=== MATERIAL FOR THIS TASK ===

PR #154, opened 2017-10-13
Improve tutorial step three

fernahh:
There is a issue about a guy that has excluded the `src/` folder. To avoid future issues, I have improved step three with:

- `inside` instead of `in`
- added a parentheses with `don't exclude the folder, just the files`

resolves https://github.com/reactjs/reactjs.org/issues/71

### DIFF
--- a/content/tutorial/tutorial.md
+++ b/content/tutorial/tutorial.md
@@ -54,7 +54,7 @@ If you want to do it, here are the steps to follow:
 
 1. Make sure you have a recent version of [Node.js](https://nodejs.org/en/) installed.
 2. Follow the [installation instructions](/docs/installation.html#creating-a-new-application) to create a new project.
-3. Delete all files inside the `src/` folder of the new project (don't exclude the folder, just the files).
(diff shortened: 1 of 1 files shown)


content/tutorial/tutorial.md
```diff
@@ -54,7 +54,7 @@ If you want to do it, here are the steps to follow:
 
 1. Make sure you have a recent version of [Node.js](https://nodejs.org/en/) installed.
 2. Follow the [installation instructions](/docs/installation.html#creating-a-new-application) to create a new project.
-3. Delete all files in the `src/` folder of the new project.
+3. Delete all files inside the `src/` folder of the new project (don't exclude the folder, just the files).
```
bvaughn: > (don't exclude the folder, just the files).

I'm not sure the wording for this is clear. How do you feel about:

> don't delete the folder, just its contents (eg `rm -f src/*`)

fernahh: nice, I'm update this.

===

◆ **PROMPT**
Write the listing out again so that nothing in it differs from the original.

◆ **RESULT OF THIS EXERCISE**
PR #154, opened 2017-10-13
Improve tutorial step three

fernahh:
There is a issue about a guy that has excluded the `src/` folder. To avoid future issues, I have improved step three with:

- `inside` instead of `in`
- added a parentheses with `don't exclude the folder, just the files`

resolves https://github.com/reactjs/reactjs.org/issues/71

### DIFF
--- a/content/tutorial/tutorial.md
+++ b/content/tutorial/tutorial.md
@@ -54,7 +54,7 @@ If you want to do it, here are the steps to follow:
 
 1. Make sure you have a recent version of [Node.js](https://nodejs.org/en/) installed.
 2. Follow the [installation instructions](/docs/installation.html#creating-a-new-application) to create a new project.
-3. Delete all files inside the `src/` folder of the new project (don't exclude the folder, just the files).
(diff shortened: 1 of 1 files shown)


content/tutorial/tutorial.md
```diff
@@ -54,7 +54,7 @@ If you want to do it, here are the steps to follow:
 
 1. Make sure you have a recent version of [Node.js](https://nodejs.org/en/) installed.
 2. Follow the [installation instructions](/docs/installation.html#creating-a-new-application) to create a new project.
-3. Delete all files in the `src/` folder of the new project.
+3. Delete all files inside the `src/` folder of the new project (don't exclude the folder, just the files).
```
bvaughn: > (don't exclude the folder, just the files).

I'm not sure the wording for this is clear. How do you feel about:

> don't delete the folder, just its contents (eg `rm -f src/*`)

fernahh: nice, I'm update this.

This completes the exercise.